A Santa Casa de Misericórdia a Associação de Solidariedade de Dornelas e a Cáritas, são os empregadores sequenciais, a Pampilhosa da Serra está assim sem qualquer vento ou lufada de ar fresco que altere este panorama, e insistem denodadamente a aplicar todos os seus esforços e capacidade financeira em torno de atividades efêmeras que trazem algum lucro imediato, mas sem sustentabilidade, e é dessa que precisamos.

SerrasOnline News – Em termos de divulgação do nosso concelho já muito foi feito, na sua opinião o que se poderia fazer mais para lhe dar mais visibilidade, nomeadamente a nível internacional?

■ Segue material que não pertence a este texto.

PR #372, opened 2017-04-14
[WIP] Use Go's TLS stream instead of whatever the library ships with

carlosmn:
This lets us have a more consistent set of features across platforms and avoids having to worry about OpenSSL's locking support as much (since _crypto_ itself doesn't seem to need it).

There is no support for proxies in this state. libgit2 itself only supports proxies either on Windows (at a HTTP level which wouldn't use this code anyway) and by piggy-backing off of curl, which this doesn't do either.

I'm not familiar with what proxy support exists in the Go ecosystem, but I assume there must be something that'll let us do HTTP tunneling.

### DIFF
--- a/git.go
+++ b/git.go
@@ -137,6 +137,10 @@ func init() {
 		panic("libgit2 was not built with threading support")
 	}
 
+	if err := RegisterManagedTls(); err != nil {
+		panic(err)
+	}
+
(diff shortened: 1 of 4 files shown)


lhchavez:
I just landed https://github.com/libgit2/git2go/pull/810, which was heavily based upon this change, with proxy support!

PR #374, opened 2017-04-17
[WIP] Use a managed HTTP(S) transport implementation

carlosmn:
This is a bit like #372 but goes further by replacing the whole HTTP stack and just leaving the logic in libgit2. This lets us use the Go HTTP code as well, instead of the one in the library.

The current state is enough to let the tests work but there is no custom proxy configuration available and we don't currently test that authentication actually works.

Proxy support depends on libgit2/libgit2#4206 or similar getting merged. I guess we'll have to add poxyproxy to our tests as well so it doesn't regress.

While this is useful by itself (by taking us completely away from OpenSSL and libcurl in libgit2), a potentially more exciting outcome might be to build on the lessons from this to build a managed ssh transport, which would eliminate the need for libssh2.

### DIFF
--- a/http.go
+++ b/http.go
@@ -208,6 +208,9 @@ func (self *ManagedHttpStream) sendRequest() error {
 		if resp.StatusCode == http.StatusUnauthorized {
 			resp.Body.Close()
 			var cred *C.git_cred
+
+			runtime.LockOSThread()
+			defer runtime.UnlockOSThread()
 			ret := C.git_transport_smart_credentials(&cred, self.owner.owner, nil, C.GIT_CREDTYPE_USERPASS_PLAINTEXT)
 
 			if ret != 0 {
--- a/http.go
+++ b/http.go
@@ -25,6 +25,8 @@ import (
 	"bytes"
 	"errors"
 	"fmt"
+	"io"
+	"io/ioutil"
 	"net/http"
 	"reflect"
 	"runtime"
@@ -128,6 +130,7 @@ func (self *ManagedTransport) Action(url string, action SmartService) (SmartSubt
 }
 
 func (self *ManagedTransport) Close() error {
+	self.client = nil
 	return nil
 }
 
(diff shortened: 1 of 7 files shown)


AaronO:
@carlosmn This is pretty exciting, I actually hacked on implementing pure-go transports a few months ago. Would be great to reduce the surface area of C code and potential memory leaks.

We've had issues with `libgit2` memory leaks on long running daemons, the `go` heap is rarely over `10MB` but the process' resident memory grows to gigabytes.

I also explored a more radical approach and hacked together a fairly useable `git2go` compatible lib called `go2git` that wraps https://github.com/src-d/go-git (so it's 100% go with no C code).

http.go
```diff
@@ -0,0 +1,455 @@
...
+	}
+
+	var p []byte
+	header := (*reflect.SliceHeader)(unsafe.Pointer(&p))
+	header.Cap = int(l)
+	header.Len = int(l)
+	header.Data = uintptr(unsafe.Pointer(data))
+
+	n, err := stream.Read(p)
+	if err != nil {
```
lhchavez: Per https://golang.org/pkg/io/#Reader, this should be

```suggestion
	if n == 0 && err != nil {
```

lhchavez:
you should also be able to add something along the lines of

```diff
diff --git a/script/build-libgit2-static.sh b/script/build-libgit2-static.sh
index 1568ece..fc82c79 100755
--- a/script/build-libgit2-static.sh
+++ b/script/build-libgit2-static.sh
@@ -14,6 +14,10 @@ cmake -DTHREADSAFE=ON \
       -DCMAKE_C_FLAGS=-fPIC \
       -DCMAKE_BUILD_TYPE="RelWithDebInfo" \
       -DCMAKE_INSTALL_PREFIX=../install \
+      -DCURL=OFF \
+      -DUSE_HTTPS=OFF \
+      -DUSE_EXT_HTTP_PARSER=OFF \
       .. &&
 
 cmake --build . --target install
```

lhchavez:
Hi! I did a small refactoring of this change and

a) split it between creating a Transport interface and implementing the HTTP/HTTPs transports
b) did what you mentioned in the first commit and did the SSH transport

with that, libgit2 can be compiled without openssh and openssl! with a bit more work, we can probably make it _fully_ static.

you can find the refactor here: https://github.com/lhchavez/git2go/commits/transports what would be the best course of action to move this change forward?

lhchavez:
I just landed https://github.com/libgit2/git2go/pull/810, which was heavily based upon this change, with proxy support!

A .G. – Lembro-me bem que um Jornal semanário há muitos anos atrás (década de 90 do século XX), trazia uma notícia “Tony Coelho” antigo senador Americano (alias foi Comissário geral dos EUA, na EXPO-98 em Lisboa) irá investir milhões de dólares em fazer deslocar turistas americanos para o concelho de Pampilhosa da Serra, e nesta reportagem lembro-me bem que a foto que ilustrava a notícia era a barragem de Santa Luzia, não sei qual foi o interesse daquela notícia, sei que nada trouxe ao concelho e pura e simplesmente esboroou-se na bruma dos tempos. Os turistas que interessam à Pampilhosa da Serra têm de ser detentores de capital, apreciadores dos bons espaços (terão de existir), têm de ser cultos para conhecer o nicho de mercado, têm de ser admiradores da natureza porque essa existe, têm de ter consciência ecológica e de respeito pelos outros, têm de ser acima de tudo portugueses. Se o município e as autoridades Regionais de turismo, têm dificuldade de vender o interior aos turistas estrangeiros, não pode ser o município sozinho a fazer esse trabalho, o nosso mercado tem de ser o português.

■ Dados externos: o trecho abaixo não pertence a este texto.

PR #381, opened 2017-05-16
clone: add RepositoryCreateCallback bindings

### LINKED ISSUE #300: add submodule clone support
I wanted to initialize and clone submodules using git2go. I came to the conclusion that this is currently not supported because a [part of the clone API](https://github.com/libgit2/libgit2/blob/ec5a43b60ab0dfcb42db8101edfca34be3d62947/src/submodule.c#L1152-L1155) is not implemented in git2go.

Is there a roadmap for this particular feature?

toxeus:
Closes #300

### DIFF
--- a/clone.go
+++ b/clone.go
@@ -4,6 +4,7 @@ package git
 #include <git2.h>
 
 extern void _go_git_populate_remote_cb(git_clone_options *opts);
+extern void _go_git_populate_repository_cb(git_clone_options *opts);
 */
 import "C"
 import (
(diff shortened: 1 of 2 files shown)


toxeus:
@carlosmn anything missing here?

carlosmn:
This is not a function which exists in the library. Binding the callbacks is a fine addition, but the submodule clone is not something we would have in the bindings.

toxeus:
Alright. I'll refactor the PR accordingly.

toxeus:
This is getting ridiculous. I'll just use the `os/exec` package to call the `git` command which already supports all the features I need. I'm not surprised anymore that `go get` is not using this library to do its work.

PR #383, opened 2017-06-06
Repository.MergeHeads returns Oid of heads being merged

craigmj:
MergeHeads returns a slice of the Oid's from the git_repository_mergehead_foreach function call.


craigmj:
Will return to this - have somehow messed up!

PR #385, opened 2017-06-11
rebase: fix int overflows on GIT_REBASE_NO_OPERATION

zchee:
Fix int overflows on `GIT_REBASE_NO_OPERATION`.
It will fail on Go tip(and maybe 1.8), See https://travis-ci.org/libgit2/git2go/jobs/234362572#L391-L392.


carlosmn:
`C.GIT_REBASE_NO_OPERATION` is not en error code, so the error isn't the mismatched sizes but a mismatch in the kind of return values that the Go code provides vs what libgit2 is actually returning.

carlosmn:
Superseded by #396

PR #400, opened 2017-07-17
Add binding for `git_index_add_frombuffer`

ramanenka:
It would be nice to have this binding.


carlosmn:
The blob's id and size are updated in the entry you pass into the C function, but this is thrown away in this implementation.

lhchavez:
> The blob's id and size are updated in the entry you pass into the C function, but this is thrown away in this implementation.

tried to add a test to ensure that the updated info gets propagated to the `entry`, but it turns out that this was never the case! the `source_entry` is never touched, and the `id` and `size` are only updated in the `entry` which is local to that function. So I sent out https://github.com/libgit2/libgit2/pull/5419 to fix the docs.

PR #402, opened 2017-07-22
clone_checkout_strategy removed

mikolajb:
There is a breaking API change in [libgit2 0.26](https://github.com/libgit2/libgit2/releases/tag/v0.26.0).

I guess `CloneCheckoutStrategy` also can be removed.

### DIFF
--- a/submodule.go
+++ b/submodule.go
@@ -15,7 +15,6 @@ import (
 type SubmoduleUpdateOptions struct {
 	*CheckoutOpts
 	*FetchOptions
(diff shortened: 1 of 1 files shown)


themalkolm:
Would be nice to merge it as some point to v26

sasso:
would it be possible to merge this to v26?

carlosmn:
Thanks, it looks like I made a bit of a mess with the v26 update. I fixed up a couple of things and merged your fix.

PR #404, opened 2017-08-14
align to libgit2 v0.26.0 api changes:

darekp:
`clone_checkout_strategy` has been removed from libgit2. The checkout strategy used to clone will
be the same strategy specified in `checkout_opts`


carlosmn:
Thanks, I merged #402 as it was submitted first.

PR #413, opened 2017-10-16
README: master wants to use install-static

carlosmn:


mhagger:
@carlosmn: Thanks. When building I also had a problem that `pkg-config` couldn't find `libgit2.pc`. I solved it by running

    PKG_CONFIG_PATH=vendor/libgit2/build make install-static

but there might be a better way.

carlosmn:
What Go version are you on? We pass the pc file directly to `pkg-config` in https://github.com/libgit2/git2go/blob/dc745f54c5690276bc3bdf83f27f751295a816ff/git_static.go#L9

/cc #408 which seems to be about the same issue

mhagger:
> What Go version are you on?

go1.8.1

mhagger:
Hmmm, maybe that error was happening before I figured out that I had to use `install-static` rather than `install`. Let me check again more carefully.

carlosmn:
It does give us an explanation, so we have that at least.

PR #615, opened 2020-06-04
Provide missing merge flags

takuji:
This change adds two missing merge flags MergeTreeSkipREUC and MergeTreeNoRecursive.
Thanks.


merge.go
```diff
@@ -126,6 +126,13 @@ const (
 	// continue resolving conflicts.  The merge operation will fail with
 	// GIT_EMERGECONFLICT and no index will be returned.
 	MergeTreeFailOnConflict MergeTreeFlag = C.GIT_MERGE_FAIL_ON_CONFLICT
+	// Do not write the REUC extension on the generated index
```
lhchavez, line 129: i'll fix the other docstrings on another change, but would it be possible for the added docstrings to follow Go's convention of starting with the name they are describing?

```go
// MergeTreeSkipREUC does not write ...
```

PR #623, opened 2020-07-10
FetchOptions: add ability to specify ProxyOptions

lollipopman:
Prior to this change you could not specifiy proxy options on the
FetchOptions struct, which made it impossible to specify a proxy for an
initial clone. This change adds the ProxyOptions to the FetchOptions
struct so you can go through a proxy when cloning.

### DIFF
--- a/remote.go
+++ b/remote.go
@@ -697,7 +697,6 @@ func populateFetchOptions(options *C.git_fetch_options, opts *FetchOptions) {
 	options.custom_headers = C.git_strarray{}
 	options.custom_headers.count = C.size_t(len(opts.Headers))
 	options.custom_headers.strings = makeCStringsFromStrings(opts.Headers)
-	options.proxy_opts = C.git_proxy_options{}
 	populateProxyOptions(&options.proxy_opts, &opts.ProxyOptions)
 }
 
--- a/remote.go
+++ b/remote.go
@@ -117,6 +117,9 @@ type FetchOptions struct {
 
 	// Headers are extra headers for the fetch operation.
 	Headers []string
+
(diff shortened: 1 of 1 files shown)


remote.go
```diff
@@ -117,6 +117,9 @@ type FetchOptions struct {
 
 	// Headers are extra headers for the fetch operation.
 	Headers []string
+
+	// Proxy options to use for this fetch operation
+	*ProxyOptions
```
lhchavez, line 122: it may be better to avoid [embedding](https://golang.org/doc/effective_go.html#embedding) `ProxyOptions`, and also use a value instead of a pointer type since the zero value for `ProxyOptions` is well-defined and matches the semantics of not specifying it (also makes it consistent with all the other fields of `FetchOptions`):

```suggestion
	// ProxyOptions are the proxy options to use for this fetch operation.
	ProxyOptions ProxyOptions
```

remote.go
```diff
@@ -694,6 +697,8 @@ func populateFetchOptions(options *C.git_fetch_options, opts *FetchOptions) {
 	options.custom_headers = C.git_strarray{}
 	options.custom_headers.count = C.size_t(len(opts.Headers))
 	options.custom_headers.strings = makeCStringsFromStrings(opts.Headers)
+	options.proxy_opts = C.git_proxy_options{}
```
lhchavez, line 700: both `git_fetch_init_options()` and `populateProxyOptions()` take care of this, so it can be safely omitted.

lollipopman:
Thanks for the detailed feedback @lhchavez, I believe I have addressed both of your good suggestions, let me know if you what to see any additional changes, thanks!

Daqui podemos depreender que o turismo nunca foi, nem será, a galinha dos ovos de ouro, tem de ser perspetivado numa cadeia de produtos de maior valor acrescentado (Hotel, Residenciais de qualidade, Restaurantes com duas linhas de atendimento, locais a visitar devidamente sinalizados e acompanhados por técnicos de turismo, bares de qualidade, locais de diversão noturna, é que o turista que procura estes espaços do interior vêm para dormir e descansar mas gostam de sair à noite, Centro de Saúde devidamente equipado), ou seja são estas infraestruturas que dinamizam a economia do turismo a ser implementada no concelho, logo cada uma por si, não acrescenta valor.

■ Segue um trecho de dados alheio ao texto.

PR #624, opened 2020-07-23
Fix installation of libgit2 into wrong libdir

pks-t:
Upstream libgit2 has migrated to use the GNUInstallDirs module to decide
where things will be installed to by default. While it improves
consistency with the host system, we're not really after that when
building the vendored libgit2 library, and in fact libgit2.{a,pc} may
now be installed into a different directory than before as it started to
depend on the host platform.

Fix this by explicitly specifying that we want the library and pkgconfig
file to be installed into a plain "lib/" directory.


pks-t:
We may also want to backport this to the v30 branch as it currently breaks install-static on some (most?) platforms completely.

Issue #426, opened 2018-01-26
Add support for git_blob_is_binary


krylovsk:
Add support for [git_blob_is_binary](https://libgit2.github.com/libgit2/#HEAD/group/blob/git_blob_is_binary)

PR #625, opened 2020-07-29
Add support for git_blob_is_binary

vvatanabe:
This adds IsBinary() func to Blob struct, which simply returns the result of git_blob_is_binary function.
Refs: https://libgit2.org/libgit2/#HEAD/group/blob/git_blob_is_binary
Issue: Add support for git_blob_is_binary #426

Fixes: #426

### DIFF
--- a/blob.go
+++ b/blob.go
@@ -40,6 +40,12 @@ func (v *Blob) Contents() []byte {
 	return goBytes
 }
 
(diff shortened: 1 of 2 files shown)


vvatanabe:
I have extended a test in blob_test.go. It works.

SerrasOnline News – Queria deixar algum recado para os Pampilhosenses em geral?

A .G. – Aos que cá residem na Pampilhosa da Serra, como eu “vamos acreditando”, porque se dá mais a quem vem de fora, e afinal somos nós que por cá vamos ficando, trabalhando e cá pagando os nossos impostos, que deveríamos ser o alvo da atenção do poder, seria justo sermos mais ouvidos.